> **Task item**: Keep to one stretch of the data below, the lines from the one with "Fix http client. Truncate and close stream" up to and including the one with "BaseHTTPClientFunction extends BasicFunction", and return that stretch exactly.

> **Study material**:
PR #493, opened 2015-02-26
Register eXists URL Stream Handler just once

adamretter:
This ensures that the URL Stream Handler is just registered once within the JVM. In particular, this stops a whole bunch of junk log output when running the test suite.

### DIFF
--- a/conf.xml.tmpl
+++ b/conf.xml.tmpl
@@ -164,6 +164,12 @@
         -->
         <startup>
             <triggers>
+
+		<!--
+		    Trigger for registering eXists XML:DB URL handler with Java
+		-->
+		<trigger class="org.exist.protocolhandler.URLStreamHandlerStartupTrigger"/>
+
                 <!-- 
                     EXQuery RESTXQ trigger to load the RESTXQ Registry at startup time 
                 -->
--- a/src/org/exist/protocolhandler/URLStreamHandlerStartupTrigger.java
+++ b/src/org/exist/protocolhandler/URLStreamHandlerStartupTrigger.java
@@ -1,0 +1,75 @@
+/*
+ *  eXist Open Source Native XML Database
+ *  Copyright (C) 2001-2015 The eXist Project
+ *  http://exist-db.org
+ *
+ *  This program is free software; you can redistribute it and/or
+ *  modify it under the terms of the GNU Lesser General Public License
+ *  as published by the Free Software Foundation; either version 2
+ *  of the License, or (at your option) any later version.
+ *
+ *  This program is distributed in the hope that it will be useful,
+ *  but WITHOUT ANY WARRANTY; without even the implied warranty of
+ *  MERCHANTABILITY or FITNESS FOR A PARTICULAR PURPOSE.  See the
+ *  GNU Lesser General Public License for more details.
+ *
+ *  You should have received a copy of the GNU Lesser General Public
+ *  License along with this library; if not, write to the Free Software
+ *  Foundation, Inc., 51 Franklin St, Fifth Floor, Boston, MA  02110-1301  USA
+ */
+package org.exist.protocolhandler;
+
+import org.apache.log4j.Logger;
+import org.exist.storage.DBBroker;
+import org.exist.storage.StartupTrigger;
+
+import java.net.URL;
+import java.util.List;
+import java.util.Map;
+
+/**
+ * Startup Trigger to register eXists URL Stream Handler
+ *
+ * @author Adam Retter <adam@exist-db.org>
+ * @author Dannes Wessels
+ */
+public class URLStreamHandlerStartupTrigger implements StartupTrigger {
+
+    private final static Logger LOG = Logger.getLogger(URLStreamHandlerStartupTrigger.class);
+
+    public final static String JAVA_PROTOCOL_HANDLER_PKGS="java.protocol.handler.pkgs";
+    public final static String EXIST_PROTOCOL_HANDLER="org.exist.protocolhandler.protocols";
+
+    @Override
+    public void execute(final DBBroker sysBroker, final Map<String, List<? extends Object>> params) {
+        registerStreamHandlerFactory();
+    }
+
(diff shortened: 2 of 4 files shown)


shabanovd:
will use of static flag be better here? Current refactoring have side effect by adding dependence on conf.xml

dizzzz:
hmmmm when does the URL hadler need to be available? later in the start
process? static could work, startup trigger looks actually elegant, but
maybe it is a bit to large or slow for the little function....

adamretter:
@shabanovd I don't understand your concern. I mean you can't run eXist without a `conf.xml` anyway

adamretter:
@dizzzz The StartupTrigger adds almost no overhead. It runs before the database becomes available so I think it happens at the right time.

shabanovd:
@adamretter I do run it without conf.xml, why you say that I can't?

shabanovd:
@adamretter why you can't hard code it right before StartupTrigger code? why you putting it into conf.xml? Just because you want to use StartupTrigger? what benefits?

adamretter:
@shabanovd You know what, I am trying to make eXist better. I did it this way because I believed it was a good way to do this. If you don't like it, well... then you can fix it.

shabanovd:
@adamretter if your change destroy someone environment you continue think that you making eXist better? All I do is highlighting problems that your change bring in to others. Because of your changers I'm already can't do merge of production code with latest develop branch, so production stay with summertime merge. Do you think that it make eXist better?

Not only you spend time and energy on making eXist better, so please be more patient to other problems and spend time and energy also to make everyone happy with your change, because otherwise deadend.

wolfgangmm:
One question: what happens if someone would remove the startup trigger for the URL stream handler from conf.xml? I ask because I often see people just copying an old conf.xml when updating to a newer version.

adamretter:
@wolfgangmm Well if that was the case then you would not have the startup triggers configured, but then I guess you know that?

adamretter:
@wolfgangmm What would you like me to do here, so we can get this in?

dizzzz:
I had some doubts wether this should be implemented with a startup trigger, but the old implementation was not really good practise. I think this is the reason of hesitation of pulling in this change.

As @shabanovd said, a simple static variable would have worked as well, but the the question is: where in the design does the initialisation fit well? it was originally bound to the validation features, but this is not correct (anymore).

If the unit tests run well, my and @wolfgangmm verdict is..... lets pull it in.

shabanovd:
so, production side is not interesting any more ... that is just another part that do not allow me to put last develop branch to production, because I don't want to spend time on conf.xml manual updates -(

dizzzz:
@shabanovd I feel sorry you feel this way. If it is realy a problem we could retract the PR. But please please please 'talk' with @adamretter and @wolfgangmm about this....... We had long thoughts about it already..

wolfgangmm:
@shabanovd since this pull request had been open for long, I asked @dizzzz (who wrote the stream handler) about the pros and cons. We were concerned this change will break compatibility, but as @dizzz told me, the worst case is that some xslts will fail because they are unable to find some resources. So the consequences should be minor and seem acceptable. If you see a major impact on your app, please send me a note.

In general, it would help if the comments on a pull request like this would be more concrete, e.g. "this cannot be accepted because it breaks feature X or use case Y". Reviewing a pull request costs a lot of time. If you want to reject a pull, please give a clear vote and make a positive suggestion on how the situation should be resolved.

shabanovd:
@wolfgangmm I did describe my problems in comments above:
```Current refactoring have side effect by adding dependence on conf.xml```

also I didn't get answer on my questions:
```why you can't hard code it right before StartupTrigger code? why you putting it into conf.xml? Just because you want to use StartupTrigger? what benefits?```

and very strange answer on your question `what happens if someone would remove the startup trigger for the URL stream handler from conf.xml?`:
```if that was the case then you would not have the startup triggers configured, but then I guess you know that?```

All this show the problem well and core developers ignore it very well too ;-)

Also, because almost everyone here, another problem that also well ignored is renaming methods and move classes without thinking of code outside eXist one. If class/method public that mean it can be and do use by others. You can make yourself feel ok and say that this is internal eXist code and nobody can/should use it, but that is not true. Some parts that do used a lot: database, dbbroker, collection, in memory/stored document (parts of it like element, attribute and etc), transactions.

I'm not against eXist improving process, but it must be some rules that everyone follow.

adamretter:
@shabanovd if you don't want to use a conf.xml then that is a design decision of your app and you are responsible for that and not us.

eXist ships with abd expects a conf.xml. This file changes as exist develops and moved forward. It will continue to do so.

I think you know this, so I don't really understand why you see a non-breaking change to conf.xml as a major issue.

shabanovd:
@adamretter I have no idea why you think that in production I do not use conf.xml, I didn't say that. In production each server have it owen conf.xml, so changers have to be done manually on each (there are 100s of them).

You didn't answer simple question: `what happens if someone would remove the startup trigger for the URL stream handler from conf.xml?` ... as I see it now, eXist will startup without give any signal that this core part of system is not initialize and that is major problem.

Also, as I said, before this change it was possible to start up eXist without conf.xml, after that is not true anymore, so there should exception if conf.xml can't be found as minimum.

dizzzz:
Wolfgang answered your question?

shabanovd:
what question?

dizzzz:
From your last message: "you didn't answer simple question"

shabanovd:
that is not my question, but @wolfgangmm one

adamretter:
@shabanovd I came to that conclusion because above you wrote:

"@adamretter I do run it without conf.xml, why you say that I can't?"

So from that I assumed you were running eXist somehow without a `conf.xml`. If that is not the case, then there is no problem. If you have hundreds of servers then I am sure you have some sort of configuration management and update system (e.g. Puppet/Chef/Ansible/Salt etc), so it's still not an issue IMHO.

shabanovd:
Yes, I do run eXist without conf.xml when do recovery, not in production.

PR #500, opened 2015-03-03
fix httpclient

gev:
Fix http client. Truncate and close stream

### DIFF
--- a/extensions/modules/src/org/exist/xquery/modules/httpclient/BaseHTTPClientFunction.java
+++ b/extensions/modules/src/org/exist/xquery/modules/httpclient/BaseHTTPClientFunction.java
@@ -380,11 +380,10 @@ public abstract class BaseHTTPClientFunction extends BasicFunction
                         final byte buf[] = new byte[4096];
                         int read = -1;
                         while((read = cfis.read(buf)) > -1) {
-                            baos.write(buf);
+                            baos.write(buf, 0, read);
                         }
-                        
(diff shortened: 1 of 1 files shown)


extensions/modules/src/org/exist/xquery/modules/httpclient/BaseHTTPClientFunction.java
```diff
@@ -380,11 +380,10 @@ public String getCacheClass() {
                         final byte buf[] = new byte[4096];
                         int read = -1;
                         while((read = cfis.read(buf)) > -1) {
-                            baos.write(buf);
+                            baos.write(buf, 0, read);
                         }
-                        
-                        builder.characters(URLEncoder.encode(EncodingUtil.getString(baos.toByteArray(), ((HttpMethodBase)method).getResponseCharSet()), "UTF-8"));
                         baos.close();
+                        builder.characters(URLEncoder.encode(EncodingUtil.getString(baos.toByteArray(), ((HttpMethodBase)method).getResponseCharSet()), "UTF-8"));
```
dizzzz: is this really required?

dizzzz:
Please could you describe what the fix is about?

extensions/modules/src/org/exist/xquery/modules/httpclient/BaseHTTPClientFunction.java
shabanovd: it was there before

shabanovd:
API misuse here, `baos.write(buf);` writing all bytes from array, but it may read just some. That's ehy  `baos.write(buf, 0, read);` must be used.

Issue #504, opened 2015-03-07
lang() function raises type error


jensopetersen:
This code should return the first desc element:

	xquery version "3.0";
	let $doc :=
	<desclist xml:lang="en">
		<desc xml:lang="en-US">
			<line>The first line of the description.</line>
		</desc>
		<desc xml:lang="fr">
			<line>La premi&#232;re ligne de la déscription.</line>
		</desc>
	</desclist>
	return
		$doc//desc[lang("en-US")]

It raises a type error (XPTY0004).

ljo:
Yes, this seems to be the same as a previous issue with fn:lang. I have started to fix it.

PR #506, opened 2015-03-09
Fixing wrong context item for fn:lang #504 by reverting changes by DS in...

ljo:
... commit c307fec3e5c397acefefc92286f221440dad354e.

### DIFF
--- a/src/org/exist/xquery/functions/fn/FunLang.java
+++ b/src/org/exist/xquery/functions/fn/FunLang.java
@@ -1,6 +1,6 @@
 /*
  * eXist Open Source Native XML Database
- * Copyright (C) 2001-2009 The eXist Project
+ * Copyright (C) 2001-2015 The eXist-db Project
  * http://exist-db.org
  *
  * This program is free software; you can redistribute it and/or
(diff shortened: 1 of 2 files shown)


shabanovd:
how many tests from XQTS going to fail?

ljo:
From what you wrote, eg working with attribute node in second parameter, it works as expected with this solution, as well as the expected cases like the #504 one. You did not reference any explicit xqts tests.

shabanovd:
it was a fix of ~10s xqts tests, and if you say that you get no degradation there than ok.

dizzzz:
general question: does the xqts tests still run? I guess we are waiting for the new suite, initiated by @adamretter ?

ljo:
Added a commit with 3 unit tests showing how this version passes all, both fn:lang#1, context version, and fn:lang#2, parameter version, with both attribute and element nodes.

dizzzz:
Great, thnx! 

For future tests you might want to consider writing an xquery testsuite ( http://exist-db.org/exist/apps/doc/xqsuite.xml#D1.2.7 ).

ljo:
Yes, we should think about how to proceed with double test systems (junit, xqsuite).

PR #518, opened 2015-03-16
Travis should fail the build if the tests fail

adamretter:


dizzzz:
hmmm does this do a quick-fail in stead of running the complete suite?

maybe it is better to do 

```
<junit errorproperty="bla"/>
```

and then to do 

```
<fail if="bla"/>
```
for each of the `junit` blocks after the unit report has been written.....

dizzzz:
```
<junit errorproperty="bla1"/>
<junit errorproperty="bla2"/>
<junit errorproperty="bla3"/>
<junitreport />
<fail if="bla1,bla2,bla3"/>
```

adamretter:
Travis is pretty simple. It does not understand JUnit or Ant. If it gets a non-zero exit code it implies failure and otherwise if it is a zero exit code then success. My change is fail-fast. Anything more complicated would require us to do more scripting to run all tests and then subsequently detect error/failure from JUnit and decide what exit code to use.

@dizzzz I don't think this can be done safely due to the structure of our Ant build system. That is to say that properties are not shared between `build/scripts/extension-common.xml` and `build/scripts/junit.xml` which means that we could not detect an overall success/failure across both the core and extensions.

> **Result of this exercise**:
Fix http client. Truncate and close stream

### DIFF
--- a/extensions/modules/src/org/exist/xquery/modules/httpclient/BaseHTTPClientFunction.java
+++ b/extensions/modules/src/org/exist/xquery/modules/httpclient/BaseHTTPClientFunction.java
@@ -380,11 +380,10 @@ public abstract class BaseHTTPClientFunction extends BasicFunction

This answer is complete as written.